■ **Brief**: Below are the records; count the lines in which "needed" occurs and report only that number.

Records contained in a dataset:
[Start of section]
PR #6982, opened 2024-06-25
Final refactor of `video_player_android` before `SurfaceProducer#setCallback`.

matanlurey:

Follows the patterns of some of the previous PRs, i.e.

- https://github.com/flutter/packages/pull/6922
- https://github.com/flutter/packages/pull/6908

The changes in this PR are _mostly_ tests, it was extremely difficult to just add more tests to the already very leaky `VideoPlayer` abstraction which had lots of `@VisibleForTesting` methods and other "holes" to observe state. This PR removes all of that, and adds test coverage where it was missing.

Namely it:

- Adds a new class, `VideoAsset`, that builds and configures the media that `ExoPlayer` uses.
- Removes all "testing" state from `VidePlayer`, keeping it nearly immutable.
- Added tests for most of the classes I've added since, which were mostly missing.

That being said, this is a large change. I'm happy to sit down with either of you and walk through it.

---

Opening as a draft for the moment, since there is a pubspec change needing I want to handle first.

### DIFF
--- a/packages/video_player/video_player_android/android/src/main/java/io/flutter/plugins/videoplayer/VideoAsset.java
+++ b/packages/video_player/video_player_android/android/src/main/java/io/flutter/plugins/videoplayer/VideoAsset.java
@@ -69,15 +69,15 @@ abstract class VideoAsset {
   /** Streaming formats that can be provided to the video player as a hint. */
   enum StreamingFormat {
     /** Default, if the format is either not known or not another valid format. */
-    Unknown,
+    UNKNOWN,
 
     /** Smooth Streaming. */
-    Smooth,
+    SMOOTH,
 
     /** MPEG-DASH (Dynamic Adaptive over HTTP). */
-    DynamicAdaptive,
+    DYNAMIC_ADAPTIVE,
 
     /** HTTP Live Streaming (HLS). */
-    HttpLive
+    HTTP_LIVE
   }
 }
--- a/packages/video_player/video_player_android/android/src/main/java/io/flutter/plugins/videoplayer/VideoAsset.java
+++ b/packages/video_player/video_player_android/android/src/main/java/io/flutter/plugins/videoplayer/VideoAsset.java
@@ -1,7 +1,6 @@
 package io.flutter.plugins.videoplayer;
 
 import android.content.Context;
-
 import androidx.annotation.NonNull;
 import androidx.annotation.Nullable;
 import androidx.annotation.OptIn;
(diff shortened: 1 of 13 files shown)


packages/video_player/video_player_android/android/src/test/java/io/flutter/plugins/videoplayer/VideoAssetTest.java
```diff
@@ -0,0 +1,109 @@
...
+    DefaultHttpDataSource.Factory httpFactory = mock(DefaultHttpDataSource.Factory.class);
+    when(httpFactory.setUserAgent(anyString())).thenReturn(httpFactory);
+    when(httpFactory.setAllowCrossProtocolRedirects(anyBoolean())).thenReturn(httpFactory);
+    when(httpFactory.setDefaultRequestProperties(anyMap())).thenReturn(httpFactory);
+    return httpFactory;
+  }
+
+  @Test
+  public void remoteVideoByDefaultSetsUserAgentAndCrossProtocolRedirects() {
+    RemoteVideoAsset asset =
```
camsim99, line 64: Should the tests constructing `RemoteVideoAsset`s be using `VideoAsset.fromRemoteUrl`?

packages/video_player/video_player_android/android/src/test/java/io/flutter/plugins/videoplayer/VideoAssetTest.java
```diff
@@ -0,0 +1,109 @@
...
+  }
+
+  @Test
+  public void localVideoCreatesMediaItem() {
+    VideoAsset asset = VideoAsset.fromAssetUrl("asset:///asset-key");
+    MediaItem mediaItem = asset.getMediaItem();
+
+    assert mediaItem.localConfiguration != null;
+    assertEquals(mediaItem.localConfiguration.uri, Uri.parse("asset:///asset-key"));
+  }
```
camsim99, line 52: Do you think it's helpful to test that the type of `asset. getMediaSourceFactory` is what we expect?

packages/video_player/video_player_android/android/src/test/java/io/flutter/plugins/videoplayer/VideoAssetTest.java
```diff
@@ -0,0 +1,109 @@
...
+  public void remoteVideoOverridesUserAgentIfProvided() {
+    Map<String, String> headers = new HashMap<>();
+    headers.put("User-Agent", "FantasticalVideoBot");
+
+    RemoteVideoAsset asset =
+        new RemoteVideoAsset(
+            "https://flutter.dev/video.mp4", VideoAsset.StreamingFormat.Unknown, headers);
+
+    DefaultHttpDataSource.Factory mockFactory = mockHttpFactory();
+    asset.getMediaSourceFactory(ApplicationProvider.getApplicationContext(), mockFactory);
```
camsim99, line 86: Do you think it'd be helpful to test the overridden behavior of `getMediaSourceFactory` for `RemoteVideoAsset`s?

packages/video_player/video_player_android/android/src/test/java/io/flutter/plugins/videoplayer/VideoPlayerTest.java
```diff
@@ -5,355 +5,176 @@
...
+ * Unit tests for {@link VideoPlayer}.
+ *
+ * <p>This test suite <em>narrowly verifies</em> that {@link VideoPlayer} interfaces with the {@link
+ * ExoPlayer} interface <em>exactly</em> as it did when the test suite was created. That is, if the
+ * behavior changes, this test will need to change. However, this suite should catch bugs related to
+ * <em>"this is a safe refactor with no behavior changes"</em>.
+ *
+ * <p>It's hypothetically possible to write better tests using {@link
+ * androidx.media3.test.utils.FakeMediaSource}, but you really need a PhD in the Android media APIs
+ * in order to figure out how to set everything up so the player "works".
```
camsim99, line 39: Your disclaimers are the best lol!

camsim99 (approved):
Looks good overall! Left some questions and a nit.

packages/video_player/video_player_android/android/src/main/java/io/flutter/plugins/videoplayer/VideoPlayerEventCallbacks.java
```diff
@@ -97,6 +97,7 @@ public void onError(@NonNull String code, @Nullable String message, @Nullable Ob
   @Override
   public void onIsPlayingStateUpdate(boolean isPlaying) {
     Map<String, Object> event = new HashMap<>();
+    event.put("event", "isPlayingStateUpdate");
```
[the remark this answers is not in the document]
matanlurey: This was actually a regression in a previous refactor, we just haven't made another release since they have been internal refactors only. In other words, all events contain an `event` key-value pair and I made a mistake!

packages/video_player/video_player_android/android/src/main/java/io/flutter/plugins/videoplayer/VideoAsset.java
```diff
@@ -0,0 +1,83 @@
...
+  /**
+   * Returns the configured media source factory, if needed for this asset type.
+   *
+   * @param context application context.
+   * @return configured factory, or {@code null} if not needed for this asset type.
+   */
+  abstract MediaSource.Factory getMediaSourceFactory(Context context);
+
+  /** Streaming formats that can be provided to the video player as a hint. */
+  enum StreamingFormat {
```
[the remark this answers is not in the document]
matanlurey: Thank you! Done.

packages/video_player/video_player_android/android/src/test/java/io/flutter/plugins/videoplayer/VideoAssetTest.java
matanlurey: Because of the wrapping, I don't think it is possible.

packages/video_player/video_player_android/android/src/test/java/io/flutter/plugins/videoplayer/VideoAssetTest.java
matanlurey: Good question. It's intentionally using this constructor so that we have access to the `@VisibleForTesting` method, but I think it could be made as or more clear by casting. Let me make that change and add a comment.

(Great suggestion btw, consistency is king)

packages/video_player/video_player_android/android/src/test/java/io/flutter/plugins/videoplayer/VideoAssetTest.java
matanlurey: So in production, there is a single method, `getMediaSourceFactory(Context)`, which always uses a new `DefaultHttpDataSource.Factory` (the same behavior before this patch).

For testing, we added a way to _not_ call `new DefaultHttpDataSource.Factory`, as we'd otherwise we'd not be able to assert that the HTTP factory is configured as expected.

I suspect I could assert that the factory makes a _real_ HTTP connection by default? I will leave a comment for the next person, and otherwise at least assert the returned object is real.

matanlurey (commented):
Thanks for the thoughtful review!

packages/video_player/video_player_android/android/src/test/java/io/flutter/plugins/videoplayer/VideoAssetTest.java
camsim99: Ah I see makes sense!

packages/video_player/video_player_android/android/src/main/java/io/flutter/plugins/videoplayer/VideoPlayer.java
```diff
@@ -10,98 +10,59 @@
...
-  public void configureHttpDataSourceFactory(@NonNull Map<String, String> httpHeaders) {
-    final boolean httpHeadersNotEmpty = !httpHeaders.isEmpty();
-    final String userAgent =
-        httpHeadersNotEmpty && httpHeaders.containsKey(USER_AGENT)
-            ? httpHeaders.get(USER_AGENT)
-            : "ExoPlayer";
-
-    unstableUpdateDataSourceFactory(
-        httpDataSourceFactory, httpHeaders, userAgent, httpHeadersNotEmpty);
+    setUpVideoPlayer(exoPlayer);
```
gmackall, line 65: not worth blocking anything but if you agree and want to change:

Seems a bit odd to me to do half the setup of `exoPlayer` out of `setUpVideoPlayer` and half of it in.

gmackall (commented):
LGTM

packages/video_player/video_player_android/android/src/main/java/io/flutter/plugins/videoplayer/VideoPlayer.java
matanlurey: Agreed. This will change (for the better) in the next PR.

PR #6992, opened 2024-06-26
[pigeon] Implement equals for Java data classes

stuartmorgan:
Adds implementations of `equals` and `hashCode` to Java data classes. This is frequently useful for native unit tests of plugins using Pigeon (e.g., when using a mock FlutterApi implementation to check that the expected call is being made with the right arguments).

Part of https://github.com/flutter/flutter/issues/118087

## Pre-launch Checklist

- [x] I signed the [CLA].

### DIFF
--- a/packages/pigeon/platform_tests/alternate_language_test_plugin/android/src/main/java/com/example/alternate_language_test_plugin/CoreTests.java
[End of section]
■ **Completed task**: 2